Life on a tropical island with sandy white beaches and swaying palm trees might not seem like the worst option, if you've just spent eight years as a prisoner in Guantánamo. But for the six ethnic Uighur Muslims from China's western region of Xinjiang who were released last November from Guantánamo to the Pacific island state of Palau, the prospect of an eternity in a small island country, with no passport and no Uighur community other than themselves, is its own kind of confinement.
The amenities aren't bad. The Uighurs live together in a spacious apartment with water views, on the second floor of a white villa, owned by President Johnson Toribiong's brother Joe. Downstairs is a bank. Next door and across the street are Joe's liquor store, bar and restaurant -- perhaps not the best neighbors for devout Muslims. From the street, you can see that a blanket covers one window of the Uighurs' apartment; they told journalists shortly after arriving that they would turn one room into a prayer room. They have also joined the one humble mosque on the island, frequented by Bangladeshi migrant workers, with whom they're said to get along fine. Palau Community College even built a special washroom for them, so they can wash and pray between their English classes. But they'd still rather be someplace else.
"We came here to Palau, because it's close to Australia," Ahmad Tourson, one of the six Uighurs, said to Australia's SBS Dateline program, upon arriving in Palau. They've since grown weary of talking to journalists, and now refuse almost all requests for interviews. "While we're here, if we apply again to settle in Australia, we are hoping it'll be accepted."
The Uighurs liked the idea of Australia because it has a sizable Uighur community and, they thought, was beyond China's reach. But Australia has still not agreed to accept any Uighurs, despite repeated requests from the United States. The Chinese government has applied considerable pressure, saying it sees the 22 Uighurs who'd been in Guantánamo as terrorist suspects, who must be returned to face justice.
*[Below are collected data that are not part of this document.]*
PR #3345, opened 2017-11-15
Experimental conda support

huguesv:
I broke out of bug jail for a few hours to bring this up to date and have it disabled by default using experimental options registry keys.

- If a global Anaconda installation is found, it uses it to automatically detect Conda environments.
- When conda is available for an environment, it uses it as the package manager.

There are some TODOs that explain what remains to be done, as well as potential upcoming changes to conda that will require some work on our part (our contact will let us know about them when ready).

I had to make some changes to the package manager interfaces and UI in order to make it more generic (remove any reference to PyPI). Hopefully they don't break anything, since that's not behind the experimental flags.

I hadn't gotten to this yet, but I wanted to make it so that an environment can have multiple package managers, so that the UI can display all of them (pip, conda). This is part of the reason I made the experimental options for env detection and conda package manager separate for now (so you can still use pip if you want or if our conda package manager causes issues).

FYI my first attempt at implementing this had the discovery of root and user-created conda environments in the same factory. It was a much more complicated change, which required refactoring a bunch of code in the existing 'regular' factory for reuse. It introduced ambiguity between environments detected by our 'regular' factory and 'conda' factory, which I was partially able to resolve by introducing priorities (but not completely solve - add custom environment was still broken at that point). I realized that our MEF architecture for plugin discoverers is working well for adding environments from different sources, but having multiple factories try to discover from the same source just to be able to provide a different package manager doesn't work out.

We can wait as long as we want to merge this, I was just tired of having it sit in a branch and not be visible.

### DIFF
--- a/Python/Product/Analysis/Interpreter/IPackageManager.cs
+++ b/Python/Product/Analysis/Interpreter/IPackageManager.cs
@@ -52,19 +52,19 @@ namespace Microsoft.PythonTools.Interpreter {
         event EventHandler IsReadyChanged;
 
         /// <summary>
-        /// Name to display for the extension in the environments window.
+        /// Localized name to display for the extension in the environments window.
         /// Example: 'Packages (PyPI)'
         /// </summary>
         string ExtensionDisplayName { get; }
 
         /// <summary>
-        /// Name of the index where packages are fetched from.
+        /// Localized name of the index where packages are fetched from.
         /// Example: 'PyPI'
         /// </summary>
         string IndexDisplayName { get; }
 
         /// <summary>
-        /// Watermark for the search query text box.
+        /// Localized watermark text for the search query text box.
         /// Example: 'Search PyPI and installed packages'
         /// </summary>
         string SearchHelpText { get; }
@@ -78,7 +78,7 @@ namespace Microsoft.PythonTools.Interpreter {
         /// <summary>
         /// Returns if the specified package is allowed to be uninstalled.
         /// </summary>
-        bool CanBeUninstalled(PackageSpec package);
+        bool CanUninstall(PackageSpec package);
 
         /// <summary>
         /// Prepares the package manager for use. This only needs to be called
--- a/Python/Product/Analysis/Interpreter/IPackageManager.cs
+++ b/Python/Product/Analysis/Interpreter/IPackageManager.cs
@@ -52,6 +52,35 @@ namespace Microsoft.PythonTools.Interpreter {
         event EventHandler IsReadyChanged;
 
         /// <summary>
+        /// Name to display for the extension in the environments window.
+        /// Example: 'Packages (PyPI)'
+        /// </summary>
+        string ExtensionDisplayName { get; }
+
+        /// <summary>
+        /// Name of the index where packages are fetched from.
+        /// Example: 'PyPI'
+        /// </summary>
+        string IndexDisplayName { get; }
+
+        /// <summary>
+        /// Watermark for the search query text box.
+        /// Example: 'Search PyPI and installed packages'
+        /// </summary>
+        string SearchHelpText { get; }
+
+        /// <summary>
+        /// Returns a description for the command that appears in search result.
+        /// Example: 'pip install mypackage from PyPI'
+        /// </summary>
+        string GetInstallCommandDisplayName(string searchQuery);
+
+        /// <summary>
+        /// Returns if the specified package is allowed to be uninstalled.
+        /// </summary>
+        bool CanBeUninstalled(PackageSpec package);
+
+        /// <summary>
         /// Prepares the package manager for use. This only needs to be called
         /// if <see cref="IsReady"/> is false. After successful completion,
         /// <see cref="IsReady"/> should be true.
--- a/Python/Product/Analysis/Interpreter/NoPackageManager.cs
+++ b/Python/Product/Analysis/Interpreter/NoPackageManager.cs
@@ -28,10 +28,20 @@ namespace Microsoft.PythonTools.Interpreter {
         public bool IsReady => true;
         public IPythonInterpreterFactory Factory => null;
 
+        public string ExtensionDisplayName => string.Empty;
+
+        public string IndexDisplayName => string.Empty;
+
+        public string SearchHelpText => throw new NotImplementedException();
+
         public event EventHandler InstalledFilesChanged { add { } remove { } }
         public event EventHandler InstalledPackagesChanged { add { } remove { } }
 
         public event EventHandler IsReadyChanged { add { } remove { } }
+
+        public bool CanBeUninstalled(PackageSpec package) {
+            return true;
+        }
 
         public Task<PackageSpec> GetInstalledPackageAsync(string name, CancellationToken cancellationToken) {
             return Task.FromResult(new PackageSpec());
@@ -79,6 +89,10 @@ namespace Microsoft.PythonTools.Interpreter {
 
         public Task<PackageSpec> GetInstallablePackageAsync(PackageSpec package, CancellationToken cancellationToken) {
             return Task.FromResult(new PackageSpec());
+        }
+
+        public string GetInstallCommandDisplayName(string searchQuery) {
+            throw new NotImplementedException();
         }
     }
 }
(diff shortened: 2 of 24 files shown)


Python/Product/Analysis/Interpreter/IPackageManager.cs
```diff
@@ -52,6 +52,35 @@ public interface IPackageManager {
...
+        /// <summary>
+        /// Returns a description for the command that appears in search result.
+        /// Example: 'pip install mypackage from PyPI'
+        /// </summary>
+        string GetInstallCommandDisplayName(string searchQuery);
+
+        /// <summary>
+        /// Returns if the specified package is allowed to be uninstalled.
+        /// </summary>
+        bool CanBeUninstalled(PackageSpec package);
```
zooba: `CanUninstall`

Python/Product/Analysis/Interpreter/IPackageManager.cs
```diff
@@ -52,6 +52,35 @@ public interface IPackageManager {
         event EventHandler IsReadyChanged;
 
         /// <summary>
+        /// Name to display for the extension in the environments window.
+        /// Example: 'Packages (PyPI)'
+        /// </summary>
+        string ExtensionDisplayName { get; }
```
zooba: I assume this is localized text? Do we need an unlocalized version (e.g. for settings)?

Python/Product/Analysis/Interpreter/NoPackageManager.cs
```diff
@@ -80,5 +90,9 @@ public sealed class NoSuppression : IDisposable {
         public Task<PackageSpec> GetInstallablePackageAsync(PackageSpec package, CancellationToken cancellationToken) {
             return Task.FromResult(new PackageSpec());
         }
+
+        public string GetInstallCommandDisplayName(string searchQuery) {
+            throw new NotImplementedException();
```
zooba: Don't like throwing `NotImplementedException` from real code. This doesn't seem like a good candidate for `NotSupportedException`, so probably should just return an empty string.

Python/Product/Common/Strings.resx
```diff
@@ -2126,4 +2126,40 @@ Expand selection to the full expression?</value>
...
+    <value>Search PyPI and installed packages</value>
+  </data>
+  <data name="CondaExtensionCondaInstall" xml:space="preserve">
+    <value>"conda install {0}"</value>
+    <comment>Do not translate.
+{0} is the search query</comment>
+  </data>
+  <data name="CondaExtensionCondaInstallFrom" xml:space="preserve">
+    <value> from {0}</value>
+    <comment>{0} is name of package index. This string is appended to the string resource CondaExtensionCondaInstall</comment>
```
zooba: I don't remember why (presumably) I did the strings separately like this in the first place, but we shouldn't be concatentating strings. If sometimes we want to skip the "from X" part, we should have two complete strings `"pip install X"` and `"pip install X" from Y`

Python/Product/VSInterpreters/CondaEnvironmentFactoryProvider.cs
```diff
@@ -0,0 +1,372 @@
...
+
+        private void EnsureInitialized() {
+            lock (this) {
+                if (!_initialized) {
+                    _initialized = true;
+                    _environmentsTxtPath = Path.Combine(
+                        Environment.GetFolderPath(Environment.SpecialFolder.UserProfile),
+                        ".conda",
+                        "environments.txt"
+                    );
```
zooba: Historically, we've found this kind of code to be pretty fragile. Should handle any errors that occur and quietly ignore the environments.txt file if we can't get a path.

Python/Product/VSInterpreters/CondaEnvironmentFactoryProvider.cs
```diff
@@ -0,0 +1,372 @@
...
+                    }
+                }
+            }
+        }
+
+        private async void _envsTxtWatcherTimer_Elapsed(object state) {
+            try {
+                _envsTxtWatcherTimer.Change(Timeout.Infinite, Timeout.Infinite);
+            } catch (ObjectDisposedException) {
+            }
```
zooba: If we're disposed, do we still want to discover?

Python/Product/VSInterpreters/CondaEnvironmentFactoryProvider.cs
```diff
@@ -0,0 +1,372 @@
...
+            var interpreterPath = Path.Combine(prefixPath, CondaEnvironmentFactoryConstants.ConsoleExecutable);
+            var windowsInterpreterPath = Path.Combine(prefixPath, CondaEnvironmentFactoryConstants.WindowsExecutable);
+
+            InterpreterArchitecture arch = InterpreterArchitecture.Unknown;
+            Version version = null;
+
+            if (File.Exists(interpreterPath)) {
+                using (var output = ProcessOutput.RunHiddenAndCapture(
+                    interpreterPath, "-c", "import sys; print('%s.%s' % (sys.version_info[0], sys.version_info[1]))"
+                )) {
```
zooba: In theory, we could query `conda` for this information, right?

Python/Tests/Utilities.Python/MockPackageManager.cs
```diff
@@ -20,6 +20,16 @@ public class MockPackageManager : IPackageManager {
         public event EventHandler InstalledPackagesChanged;
         public event EventHandler IsReadyChanged { add { throw new NotImplementedException(); } remove { } }
 
+        public string ExtensionDisplayName => string.Empty;
+
+        public string IndexDisplayName => string.Empty;
+
+        public string SearchHelpText => string.Empty;
+
+        public string GetInstallCommandDisplayName(string searchQuery) => string.Empty;
```
zooba: We probably want better values for these, in case we use MockPackageManger instances in UI tests (which I suspect we may, as we fake some Environment Window tests).

karthiknadig:
Looks like some of the fixes here to `ExperimentalOptions` are needed for my work.

zooba:
@karthiknadig Probably. Unless @huguesv says he'll get this wrapped up today (which I wouldn't expect), maybe just steal his changes :)

Python/Tests/Utilities.Python/MockPackageManager.cs
huguesv: It's only ever used in a TextBlock that appears in the list of results. It's easy enough to change it, I'll make it match what our pip package manager returns.

Python/Product/VSInterpreters/CondaEnvironmentFactoryProvider.cs
huguesv: We could query the list of packages using conda.exe, and see which version of python is installed, but that would be much slower than the above code. Also, I was curious and checked the file properties on conda.exe and turns out there's no version resources at all on it (not that I would want to use that here but I was hoping to use it somewhere else)

Python/Product/Analysis/Interpreter/IPackageManager.cs
huguesv: Not at this time, but I see what you're saying. I can add one but it would be unused for now.

Python/Product/VSInterpreters/CondaEnvironmentFactoryProvider.cs
zooba: You're right. Ultimately less reliable too.

I'm pretty sure conda.exe is just a standard script wrapper generated by setuptools or a similar library (distlib is common), so it's not going to have any normal features. It's on my list of "projects I'd love to have time to create"

Python/Product/VSInterpreters/CondaEnvironmentFactoryProvider.cs
huguesv: That was probably an unnecessary precaution given that nobody disposes of the Timer (the factory provider is not disposable). If it was to become disposable, I agree it makes no sense to discover. I'll move it inside the try block.

Python/Product/Analysis/Interpreter/IPackageManager.cs
zooba: Let's just clarify that it should be localized in the comment.

huguesv:
I made the requested changes and added UI for experimental options.

zooba:
👍

zooba:
Let's add a surprise feature then 🎉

Several of the Uighurs admitted under interrogation that they did receive limited arms training in Afghanistan -- but said they were only ever interested in using it against China, not against the United States. No evidence has surfaced linking any of them to combat or to a terrorist attack.
And yet, when the Uighurs arrived at Palau's airport in the early hours of Nov. 1, a local newspaper, Tia Belau, went sensationalist: "As if lifted from a spy movie thriller, a plane arrived in wee hours at an airport in darkness without knowledge of the sleeping country, and emerged six bearded Muslim terrorists, in shackles and guarded by many armed commandos." Leave aside the fact that the Uighurs aren't terrorists. Footage of their arrival shows they weren't guarded on the ground by armed commandos, and their ankles were only tied while they were on the plane. Once they stepped onto Palauan soil, they were free.